So, I have been thinking a lot recently about the future of cyber security professionals. Some of you may have even seen me posting ideas on LinkedIn. One of my contacts, Kandy Zabka posted a comment that really struck me. In essence, what she said is that we need a new class of specialists: Security Designers.
When she first posted the comment, I liked it, but the more I thought about the term, I think she is exactly right.
The simple fact is that we have many people in IT Security that are very good at what they do. They have all the certs, worked for all the great companies, and have years of experience. However, the world is asking for more.
Don’t get me wrong, we still need spyware experts, security architects, antivirus and firewall gurus… but I think we need more than that. All of these roles play within their respective sandboxes. I envision a Security Designer as the person that not only moves from sandbox to sandbox, but is the person trying ideas that other may consider completely off the wall.
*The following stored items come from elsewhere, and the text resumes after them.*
PR #85, opened 2023-11-14
Save IBU CR to the new installation

jc-rh:


ibu-imager/installation_configuration_files/scripts/installation-configuration.sh
```diff
@@ -225,5 +225,10 @@ until openssl x509 -in ${KUBELET_SERVING_CERTIFICATE} -checkend 30 &> /dev/null;
 done
 echo "${KUBELET_SERVING_CERTIFICATE} is valid."
 
+IBU_FILE=/var/ibu.yaml
+if oc apply -f ${IBU_FILE}; then
```
jc-rh, line 229: @omertuc I need to replace this with a curl post. Do we already have the cacert and token for accessing api server in this script?

omertuc: You can grab all you need from the kubeconfig

omertuc: But it's fine keeping it `oc` since that's guaranteed to be available in this context and used by many other OCP scripts

tsorya: Why we should have ibu to be different than any other manifest?
Please add this logic to clusterconfig.go as it is part of it

controllers/upgrade_handlers.go
```diff
@@ -53,6 +58,10 @@ func (r *ImageBasedUpgradeReconciler) handleUpgrade(ctx context.Context, ibu *lc
 		return ctrl.Result{}, err
 	}
 
+	// Save the IBU CR to the new state root before pivot
+	if err := saveIBU(ibu, stateRootRepo); err != nil {
```
tsorya, line 62: Why we should have ibu to be different than any other manifest?
Please add this logic to clusterconfig.go as it is part of it

ibu-imager/installation_configuration_files/scripts/installation-configuration.sh
tsorya: We already apply all manifests from cluster-configuration folder, there is no need to create new way for the same logic

jc-rh: I'd like to preserve the CR status. Do you have an example somewhere that extracts things from kubeconfig?

omertuc:
```
API_PATH=api/v1/pods
curl \
               $(oc config view --raw -ojson | jq '.clusters[0].cluster.server' -r)/$API_PATH \
    --cacert   <(oc config view --raw -ojson | jq '.clusters[0].cluster."certificate-authority-data"' -r | base64 -d) \
    --cert     <(oc config view --raw -ojson | jq '.users[0].user."client-certificate-data"' -r | base64 -d) \
    --key      <(oc config view --raw -ojson | jq '.users[0].user."client-key-data"' -r | base64 -d)
```

omertuc: This is just an example, we should be more robust with `.current-context` etc

tsorya: Wondering if we actually need status? Seems so many code, i assume i would like to understand why status is actually required as it will have really small amount of data and "verify after pivot" state can be done in code and i think there is already PR for it

tsorya: I mean this code doesn't worth this status or i miss something?
` conditions:
    - lastTransitionTime: "2023-11-15T14:52:50Z"
      message: In progress
      observedGeneration: 10
      reason: InProgress
      status: "False"
      type: Idle
    - lastTransitionTime: "2023-11-15T14:54:21Z"
      message: Prep completed
      observedGeneration: 10
      reason: Completed
      status: "True"
      type: PrepCompleted
    - lastTransitionTime: "2023-11-15T14:54:21Z"
      message: Prep completed
      observedGeneration: 10
      reason: Completed
      status: "False"
      type: PrepInProgress
    - lastTransitionTime: "2023-11-15T14:56:30Z"
      message: Upgrade completed
      observedGeneration: 11
      reason: Completed
      status: "True"
      type: UpgradeCompleted
    - lastTransitionTime: "2023-11-15T14:56:30Z"
      message: Upgrade completed
      observedGeneration: 11
      reason: Completed
      status: "False"
      type: UpgradeInProgress
    observedGeneration: 11
`

omertuc: This is only a lot of code because we're still using bash, this should be Go, then it's a matter of creating a simple kubernetes client which automatically loads the kubeconfig

tsorya: Yeah but this will require moving to go and this is actually i really hoped we will not need. 
Trying to understand why we need this status at all.
I got status from upgrade cr and this is exactly the one we want to preserve. Trying to understand why it is needed

tsorya: If we need this status we should move to golang cause this code is not nice

controllers/upgrade_handlers.go
jc-rh: clusterconfig is called when we enter the upgrade stage. This one is meant to be done right before the pivot.

ibu-imager/installation_configuration_files/scripts/installation-configuration.sh
jc-rh: Feel free to create a story for converting the whole thing to go.

romfreiman: Go indeed. Lets create a jira ticket

controllers/upgrade_handlers.go
jc-rh: Also, we are saving the CR that the current reconcile call is working on. There may be status changes comparing to what you would get from a get API call.

ibu-imager/installation_configuration_files/scripts/installation-configuration.sh
jc-rh: https://issues.redhat.com/browse/CNF-10403

ibu-imager/installation_configuration_files/scripts/installation-configuration.sh
```diff
@@ -114,4 +114,36 @@ if [ -d ${EXTRA_MANIFESTS_PATH} ]; then
...
+
+    # Cluster CA certs
+    K8S_API_CA_CERTS=$(jq -r '."certificate-authority-data" | @base64d' <<< $K8S_KUBECONFIG_CLUSTER)
+
+    # User credentials
+    K8S_API_CLIENT_CERT=$(jq -r '."client-certificate-data" | @base64d' <<< $K8S_KUBECONFIG_USER)
+    K8S_API_CLIENT_CERT_KEY=$(jq -r '."client-key-data" | @base64d' <<< $K8S_KUBECONFIG_USER)
+
+    if oc apply -f ${IBU_FILE}; then
+        curl -X PATCH "$K8S_API_ENDPOINT"/apis/lca.openshift.io/v1alpha1/namespaces/openshift-lifecycle-agent/imagebasedupgrades/upgrade/status -H "Content-Type: application/merge-patch+json" -d @${IBU_FILE} --cacert <(cat <<< "$K8S_API_CA_CERTS") --cert <(cat <<< "$K8S_API_CLIENT_CERT") --key <(cat <<< "$K8S_API_CLIENT_CERT_KEY")
```
omertuc, line 134: Wouldn't that only update the status? Shouldn't we apply the entire CR?

ibu-imager/installation_configuration_files/scripts/installation-configuration.sh
```diff
@@ -114,4 +114,36 @@ if [ -d ${EXTRA_MANIFESTS_PATH} ]; then
...
+
+    # Extract the server
+    K8S_API_ENDPOINT="$(jq -r '.server' <<< $K8S_KUBECONFIG_CLUSTER)"
+
+    # Cluster CA certs
+    K8S_API_CA_CERTS=$(jq -r '."certificate-authority-data" | @base64d' <<< $K8S_KUBECONFIG_CLUSTER)
+
+    # User credentials
+    K8S_API_CLIENT_CERT=$(jq -r '."client-certificate-data" | @base64d' <<< $K8S_KUBECONFIG_USER)
+    K8S_API_CLIENT_CERT_KEY=$(jq -r '."client-key-data" | @base64d' <<< $K8S_KUBECONFIG_USER)
```
omertuc, line 131: Let's move this to a load_kubeconfig function because it's a lot of noise for `restore_IBU`

ibu-imager/installation_configuration_files/scripts/installation-configuration.sh
jc-rh: `oc apply` creates the CR. The curl command restores the status.

omertuc:
Now that we have #101 we should rewrite this PR

jc-rh:
> Now that we'll have #101 we should rewrite this PR

Do you know a way in go to do what the curl+patch does? Normal status update through API regenerates the transition timestamps.

omertuc:
> > Now that we'll have #101 we should rewrite this PR
> 
> @omertuc Do you know a way in go to do what the curl+patch does? Normal status update through API regenerates the transition timestamps in conditions.

In Go we should do whatever the operator is doing for status updates

controllers/utils/constants.go
```diff
@@ -8,5 +8,6 @@ const (
 	PrepPullImages     string = "prepPullImages.sh"
 	PrepSetupStateroot string = "prepSetupStateroot.sh"
 	PrepCleanup        string = "prepCleanup.sh"
-	IBUName                   = "upgrade"
+	IBUName            string = "upgrade"
+	IBUFilePath        string = "/opt/ibu.json"
```
donpenney, line 12: nit: This doesn't seem like the right path for this, writing the file to the top-level /opt directory. Why not reuse /var/ibu directory, ie. the IBUWorkspacePath constant?

jc-rh: This is for the B side. Do we have anything to carry forward to the B side under /var/ibu?

PR #87, opened 2023-11-15
Create recert configuration file in LCA 

tsorya:
Create recert configuration file in LCA: 
1. Adding host  ip to clusterInfo in order to use it for recert config
2. Moving recert configuration creation to LCA in order to remove this logic from installation script that will only run recert without decision making
3. LCA will create recert_config.json that will be provided to recert command
4. Installation script cleanup and impromevents
5. Moving get node ip to kube command

### DIFF
--- a/bundle/manifests/lifecycle-agent.clusterserviceversion.yaml
+++ b/bundle/manifests/lifecycle-agent.clusterserviceversion.yaml
@@ -82,6 +82,14 @@ spec:
         - apiGroups:
           - ""
           resources:
+          - nodes
+          verbs:
+          - get
+          - list
+          - watch
+        - apiGroups:
+          - ""
+          resources:
           - secrets
           verbs:
           - create
--- a/config/rbac/role.yaml
+++ b/config/rbac/role.yaml
@@ -32,6 +32,14 @@ rules:
 - apiGroups:
   - ""
   resources:
+  - nodes
+  verbs:
+  - get
+  - list
+  - watch
+- apiGroups:
+  - ""
+  resources:
   - secrets
   verbs:
   - create
--- a/ibu-imager/clusterinfo/clusterinfo.go
+++ b/ibu-imager/clusterinfo/clusterinfo.go
@@ -4,6 +4,7 @@ import (
 	"bytes"
 	"context"
 	"fmt"
+	"github.com/openshift-kni/lifecycle-agent/utils"
 
 	v1 "github.com/openshift/api/config/v1"
 	corev1 "k8s.io/api/core/v1"
@@ -25,6 +26,7 @@ type ClusterInfo struct {
 	Domain      string `json:"domain,omitempty"`
 	ClusterName string `json:"cluster_name,omitempty"`
 	ClusterID   string `json:"cluster_id,omitempty"`
+	MasterIP    string `json:"master_ip,omitempty"`
 }
 
 type installConfigMetadata struct {
@@ -54,16 +56,38 @@ func (m *InfoClient) CreateClusterInfo(ctx context.Context) (*ClusterInfo, error
 	if err := m.client.Get(ctx, types.NamespacedName{Name: "version"}, clusterVersion); err != nil {
 		return nil, err
 	}
+
 	installConfig, err := m.getInstallConfig(ctx)
 	if err != nil {
 		return nil, err
 	}
+
+	ip, err := m.getNodeInternalIP(ctx)
+	if err != nil {
+		return nil, err
+	}
+
 	return &ClusterInfo{
 		ClusterName: installConfig.Metadata.Name,
 		Domain:      installConfig.BaseDomain,
 		Version:     clusterVersion.Status.Desired.Version,
 		ClusterID:   string(clusterVersion.Spec.ClusterID),
+		MasterIP:    ip,
 	}, nil
+}
+
+func (m *InfoClient) getNodeInternalIP(ctx context.Context) (string, error) {
+	node, err := utils.GetSNOMasterNode(ctx, m.client)
+	if err != nil {
+		return "", err
+	}
+	for _, addr := range node.Status.Addresses {
+		if addr.Type == corev1.NodeInternalIP {
+			return addr.Address, nil
+		}
+	}
+
+	return "", fmt.Errorf("failed to find node internal ip address")
 }
 
 func (m *InfoClient) getInstallConfig(ctx context.Context) (*basicInstallConfig, error) {
--- a/ibu-imager/clusterinfo/clusterinfo.go
+++ b/ibu-imager/clusterinfo/clusterinfo.go
@@ -77,6 +77,7 @@ func (m *InfoClient) CreateClusterInfo(ctx context.Context) (*ClusterInfo, error
 	}, nil
 }
 
+// TODO: add dual stuck support
 func (m *InfoClient) getNodeInternalIP(ctx context.Context) (string, error) {
 	node, err := utils.GetSNOMasterNode(ctx, m.client)
 	if err != nil {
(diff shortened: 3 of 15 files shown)


bundle/manifests/lifecycle-agent.clusterserviceversion.yaml
```diff
@@ -79,6 +79,14 @@ spec:
           - namespaces
           verbs:
           - delete
+        - apiGroups:
```
omertuc, line 82: .gitattributes

config/rbac/role.yaml
```diff
@@ -29,6 +29,14 @@ rules:
   - namespaces
   verbs:
   - delete
+- apiGroups:
```
omertuc, line 32: .gitattributes

ibu-imager/clusterinfo/clusterinfo.go
```diff
@@ -54,18 +57,40 @@ func (m *InfoClient) CreateClusterInfo(ctx context.Context) (*ClusterInfo, error
...
 	}
+
 	installConfig, err := m.getInstallConfig(ctx)
 	if err != nil {
 		return nil, err
 	}
+
+	ip, err := m.getNodeInternalIP(ctx)
+	if err != nil {
+		return nil, err
```
omertuc, line 68: Errors should be wrapped

tsorya: Hmm, you think we should wrap each error? with some better string? 
The question is where better to wrap it inside caller or callee

ibu-imager/clusterinfo/clusterinfo.go
```diff
@@ -54,18 +57,40 @@ func (m *InfoClient) CreateClusterInfo(ctx context.Context) (*ClusterInfo, error
...
+		MasterIP:    ip,
 	}, nil
 }
 
+func (m *InfoClient) getNodeInternalIP(ctx context.Context) (string, error) {
+	node, err := utils.GetSNOMasterNode(ctx, m.client)
+	if err != nil {
+		return "", err
+	}
+	for _, addr := range node.Status.Addresses {
```
omertuc, line 85: what about dualstack? if we don't support let's error on len(node.Status.Addresses)

ibu-imager/clusterinfo/clusterinfo.go
omertuc: I think it should be wrapped everywhere to give context, otherwise you get a vague error and you have no idea where it came from

ibu-imager/clusterinfo/clusterinfo.go
tsorya: We will support, just need to have such system up and running and i will handle it in next prs

omertuc: so for now let's error

tsorya: This will require going through all the Ips and getting the list and checking that list has more than one value. Not sure it is worth now. I will open ticket for dual stuck. Currently this code is only for our internal use so it should be fine.
I will add TODO for it though

internal/clusterconfig/recert.go
```diff
@@ -0,0 +1,92 @@
...
+	}
+
+	config := recertConfig{
+		DryRun:           false,
+		EtcdEndpoint:     "localhost:2379",
+		ExtendExpiration: true,
+		StaticDirs:       []string{"/kubelet", "/kubernetes", "/machine-config-daemon"},
+		StaticFiles:      []string{"/host-etc/mcs-machine-config-content.json"},
+		ClusterRename:    fmt.Sprintf("%s:%s", clusterData.ClusterName, clusterData.Domain),
+		SummaryFile:      "/var/tmp/recert-summary.yaml",
```
omertuc, line 48: Is `/var/tmp` mounted?

omertuc: We also need a clean summary file, so we can include it in must-gather

internal/clusterconfig/recert.go
```diff
@@ -0,0 +1,92 @@
...
+	clusterFullDomain := fmt.Sprintf("%s.%s", clusterData.ClusterName, clusterData.Domain)
+
+	config.CNSanReplaceRules = []string{
+		fmt.Sprintf("%s,%s", seedClusterInfo.MasterIP, clusterData.MasterIP),
+		fmt.Sprintf("api.%s,api.%s", seedFullDomain, clusterFullDomain),
+		fmt.Sprintf("api-int.%s,api-int.%s", seedFullDomain, clusterFullDomain),
+		fmt.Sprintf("*.apps.%s,*.apps.%s", seedFullDomain, clusterFullDomain),
+	}
+
+	if _, err := os.Stat(filepath.Join(ostreeDir, certsDir)); err == nil {
```
omertuc, line 61: Shouldn't we have a hard error if certs dir doesn't exist?

internal/clusterconfig/recert.go
tsorya: Yep, it is mounted

internal/clusterconfig/recert.go
tsorya: I took the logic from script, not sure totally what was expected here. Do we always should have it? In case we should always provide it sure we should fail

internal/generated/zz_generated.bindata.go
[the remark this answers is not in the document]
tsorya: Tricky one as you actually should see what asset was changed due to code changes. Maybe lets add it when we will remove bash scripts from LCA?

internal/clusterconfig/recert.go
omertuc: In IBU we should have certs, in IBI we might not need it. But let's figure it out when we're doing IBI

tsorya: cool, let me change this part

internal/clusterconfig/recert.go
omertuc: Alright, what about:

>We also need a clean summary file, so we can include it in must-gather

internal/generated/zz_generated.bindata.go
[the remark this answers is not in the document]
omertuc: >Tricky one as you actually should see what asset was changed due to code changes.

Not sure I understand, can you elaborate? You can always see the modified generated files, you just don't see them by default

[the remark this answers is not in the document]
tsorya: agree but thought it better to be more visible, though let me add it

internal/clusterconfig/recert.go
omertuc: https://docs.google.com/presentation/d/10_SAZpbc2Ri1w__89K6EuithAK0ta6qG_wV-4tjqwXo/edit#slide=id.g294d0ae4bf8_0_137

utils/utils.go
```diff
@@ -36,3 +42,31 @@ func RenderTemplateFile(srcTemplate string, params map[string]any, dest string,
 	}
 	return nil
 }
+
+// GetSNOMasterNode get master node of sno cluster
```
omertuc, line 46:
```suggestion
```

The evil inter is gone now

utils/utils.go
```diff
@@ -36,3 +42,31 @@ func RenderTemplateFile(srcTemplate string, params map[string]any, dest string,
...
+	if err != nil {
+		return nil, err
+	}
+	if len(nodesList.Items) != 1 {
+		return nil, fmt.Errorf("we should have one master node in sno cluster, current number is %d", len(nodesList.Items))
+	}
+	return &nodesList.Items[0], nil
+}
+
+// ReadYamlOrJSONFile read json/yaml file into struct
```
omertuc, line 63:
```suggestion
```
The evil linter is gone now

internal/clusterconfig/recert.go
tsorya: I see, not sure where to add it currently, let me open ticket for it

PR #90, opened 2023-11-15
Move code to use chroot or nmsenter executors in order to have single interface for different objects

tsorya:


main/main.go
```diff
@@ -110,15 +111,19 @@ func main() {
...
 		TimestampFormat: "2006-01-02 15:04:05",
 		FullTimestamp:   true,
 	})
-	op := ops.NewOps(logr, ops.NewExecutor(logr, true))
-	rpmOstreeClient := rpmostreeclient.NewClient("ibu-imager", op)
-
 	log := ctrl.Log.WithName("controllers").WithName("ImageBasedUpgrade")
+
+	executor := ops.NewChrootExecutor(newLogger, true, utils.Host)
+	rpmOstreeClient := rpmostreeclient.NewClient("ibu-imager", executor)
```
jc-rh, line 125:
```suggestion
	rpmOstreeClient := rpmostreeclient.NewClient("ibu-controller", executor)
```

sudomakeinstall2: This client.id is not used anywhere. It is just an extra variable.

controllers/utils/cmd.go
```diff
@@ -32,41 +25,3 @@ const (
 	PrepSetupStateroot string = "prepSetupStateroot.sh"
 	PrepCleanup        string = "prepCleanup.sh"
 )
```
sudomakeinstall2, line 27: we can remove this file and move these constants to `constants.go`

main/main.go
jc-rh: @donpenney this client is assigned to the ibu reconciler struct

PR #188, opened 2023-12-19
Seed image format version OCI image label

omertuc:
IBU reconciler now has a `checkSeedImageCompatibility` method that
checks if the seed image is compatible with the current version of the
lifecycle-agent. It does so by inspecting the OCI image's labels and
checking if the specified format version equals the hard-coded one that
this version of the lifecycle agent expects. That format version is set
by the imager during the image build process, and is only manually
bumped by developers when the image format changes in a way that is
incompatible with previous versions of the lifecycle-agent.

### DIFF
--- a/controllers/prep_handlers.go
+++ b/controllers/prep_handlers.go
@@ -18,6 +18,7 @@ package controllers
 
 import (
 	"context"
+	"encoding/json"
 	"errors"
 	"fmt"
 	"os"
@@ -68,8 +69,62 @@ func (r *ImageBasedUpgradeReconciler) getSeedImage(
 		return fmt.Errorf("failed to pull image: %w", err)
 	}
 
-	return nil
+	r.Log.Info("Checking seed image compatibility")
+	if err := r.checkSeedImageCompatibility(ctx, ibu.Spec.SeedImageRef.Image); err != nil {
+		return fmt.Errorf("checking seed image compatibility: %w", err)
+	}
 
+	return nil
+}
+
+// checkSeedImageCompatibility checks if the seed image is compatible with the
+// current version of the lifecycle-agent by inspecting the OCI image's labels
+// and checking if the specified format version equals the hard-coded one that
+// this version of the lifecycle agent expects. That format version is set by
+// the imager during the image build process, and is only manually bumped by
+// developers when the image format changes in a way that is incompatible with
+// previous versions of the lifecycle-agent.
+func (r *ImageBasedUpgradeReconciler) checkSeedImageCompatibility(_ context.Context, seedImageRef string) error {
+	inspectArgs := []string{
+		"inspect",
+		"--format", "json",
+		seedImageRef,
+	}
+
+	var inspect []struct {
+		Labels map[string]string `json:"Labels"`
+	}
+
+	// TODO: use the context when execute supports it
+	if inspectRaw, err := r.Executor.Execute("podman", inspectArgs...); err != nil || inspectRaw == "" {
+		return fmt.Errorf("failed to inspect image: %w", err)
+	} else {
+		if err := json.Unmarshal([]byte(inspectRaw), &inspect); err != nil {
+			return fmt.Errorf("failed to unmarshal image inspect output: %w", err)
+		}
+	}
+
+	if len(inspect) != 1 {
+		return fmt.Errorf("expected 1 image inspect result, got %d", len(inspect))
+	}
+
+	seedFormatLabelValue, ok := inspect[0].Labels[common.SeedFormatOCILabel]
+	if !ok {
+		return fmt.Errorf(
+			"seed image %s is missing the %s label, please build a new image using the latest version of the imager",
+			seedImageRef, common.SeedFormatOCILabel)
+	}
+
+	// Hard equal since we don't have backwards compatibility guarantees yet.
+	// In the future we might want to have backwards compatibility code to
+	// handle older seed formats and in that case we'll look at the version
+	// number and do the right thing.
+	if seedFormatLabelValue != fmt.Sprintf("%d", common.SeedFormatVersion) {
+		return fmt.Errorf("seed image format version mismatch: expected %d, got %s",
+			common.SeedFormatVersion, seedFormatLabelValue)
+	}
+
+	return nil
 }
 
 func readPrecachingList(imageListFile, clusterRegistry, seedRegistry string, overrideSeedRegistry bool) (imageList []string, err error) {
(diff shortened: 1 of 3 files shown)


controllers/prep_handlers.go
```diff
@@ -68,8 +69,56 @@ func (r *ImageBasedUpgradeReconciler) getSeedImage(
...
+		"inspect",
+		"--format", "json",
+		"--authfile", pullSecretFilename,
+		seedImageRef,
+	}
+
+	var inspect struct {
+		Labels map[string]string `json:"Labels"`
+	}
+	if inspectRaw, err := r.Executor.Execute("podman", inspectArgs...); err != nil || inspectRaw == "" {
```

The Security Designer isn’t thinking about the building blocks of security, but is thinking about what else can be done with those building blocks… and what other (non-security) building blocks might be out there that can be used to enhance security. The Security Designer isn’t thinking about how to lock more down, but why does it need to be locked down in the first place… and when something does need to be locked down, that person is jumping on new ways to protect. Remember, the easiest way to win a fight is to avoid one in the first place.
Tell me what you think. Do you think we need a Security Designer role? If so, what would they do?